Messages on Turkey’s ‘native’ WhatsApp-like app untraceable: Transport Minister
Nuray Babacan – ANKARA
Transport Minister Ahmet Arslan has claimed that the government’s new “domestic” messaging app, reportedly introduced to rival WhatsApp, will protect all users’ privacy and conversations on it will be untraceable.
“We are very assertive about the security of the ‘native WhatsApp.’ We are preparing this system with such a cryptology that only the sender and receiver are connected. The data on this system cannot in any way be stored. Nobody will have the chance to interfere in this system. We’ll make citizens believe in this app,” Arslan told daily Hürriyet on Feb. 14.
He also emphasized that despite the new app’s secure end-to-end encryption for messages, there have been attempts by hackers around the world to breach its encryption.

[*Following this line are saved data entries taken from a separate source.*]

Issue #483, opened 2021-07-02
Propagation of cancellations to child workflows can cause state machine panic


Sushisource:
## Expected Behavior
Child workflows all cancel successfully 

## Actual Behavior
One or more children can fail to terminate w/ `"BadRequestCancelActivityAttributes: invalid history builder state for action: add-activitytask-cancel-requested-event"`

## Steps to Reproduce the Problem
See https://community.temporal.io/t/error-in-child-workflow-when-parent-is-cancelled/2492

## Specifications
  - Version: 1.7.0
  - Platform:

It looks like this could be related to https://github.com/temporalio/sdk-go/issues/481 which produces the same error. Ideally both can be fixed at once.

PR #485, opened 2021-07-08
Do not allow starting child workflows from an already-cancelled context

Sushisource:
## What was changed
Previously, calls to start a child workflow using an already-cancelled context would still start the child and then immediately cancel it. Now, the child isn't started at all and the future immediately resolves w/ cancelled error.

## Why?
Starting child workflows with a cancelled context is a nonsense operation

## Checklist

1. Closes https://github.com/temporalio/sdk-go/issues/483

2. How was this tested:
Added UT and IT

3. Any docs updates needed?

### DIFF
--- a/internal/workflow.go
+++ b/internal/workflow.go
@@ -735,8 +735,8 @@ func (wc *workflowEnvironmentInterceptor) ExecuteChildWorkflow(ctx Context, chil
 		executionFuture:  executionFuture.(*futureImpl),
 	}
 
-	// Immediately return if the context is already cancelled without spawning the child workflow
-	if ctx.Err() == ErrCanceled {
+	// Immediately return if the context has an error without spawning the child workflow
+	if ctx.Err() != nil {
 		executionSettable.Set(nil, ctx.Err())
 		mainSettable.Set(nil, ctx.Err())
 		return result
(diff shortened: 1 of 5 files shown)


internal/workflow.go
```diff
@@ -734,6 +734,14 @@ func (wc *workflowEnvironmentInterceptor) ExecuteChildWorkflow(ctx Context, chil
 		decodeFutureImpl: mainFuture.(*decodeFutureImpl),
 		executionFuture:  executionFuture.(*futureImpl),
 	}
+
+	// Immediately return if the context is already cancelled without spawning the child workflow
+	if ctx.Err() == ErrCanceled {
```
yiminc, line 739: would check not nil be enough? I think we don't want schedule child workflow when ctx.Err() return any error.

Sushisource: That's a good point. Changed.

test/integration_test.go
```diff
@@ -360,6 +360,14 @@ func (ts *IntegrationTestSuite) TestCascadingCancellation() {
 	ts.NotNil(run)
 	ts.NoError(err)
 
+	// Need to give workflow time to start its child
+	for {
+		_, err := ts.client.DescribeWorkflowExecution(ctx, childWorkflowID, "")
+		if err == nil {
+			break
+		}
```
yiminc, line 368: Is it possible that this would keep the for loop for ever?

yiminc (approved):

test/integration_test.go
Sushisource: Yeah, I'll select against a timeout and fail the test in case

vitarb (approved):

“From the moment we launched this project there have been extraordinary attacks from all over the world to break it. But so far it has not been in any way intercepted. Our colleagues are very assertive on this issue,” Arslan said.
The app, dubbed “PttMessenger” after Turkey’s Post and Telegraph General Directorate (PTT), was introduced last week in a limited roll-out to state institutions and some private companies.
“First of all institutions will use the app for their correspondences. Latter we will offer services in line with private companies’ demand. After six months the app will become publicly available,” Arslan said, adding that they are also looking for a new name for the app.
“We first indicated the name as ‘PTT.’ But while offering services we will give use different names for public institutions and citizens. We want the name to evoke the purpose [of the app] and also to be pronounced [easily] abroad. Many countries are already demanding this system, especially in Central Asia and Africa,” he added.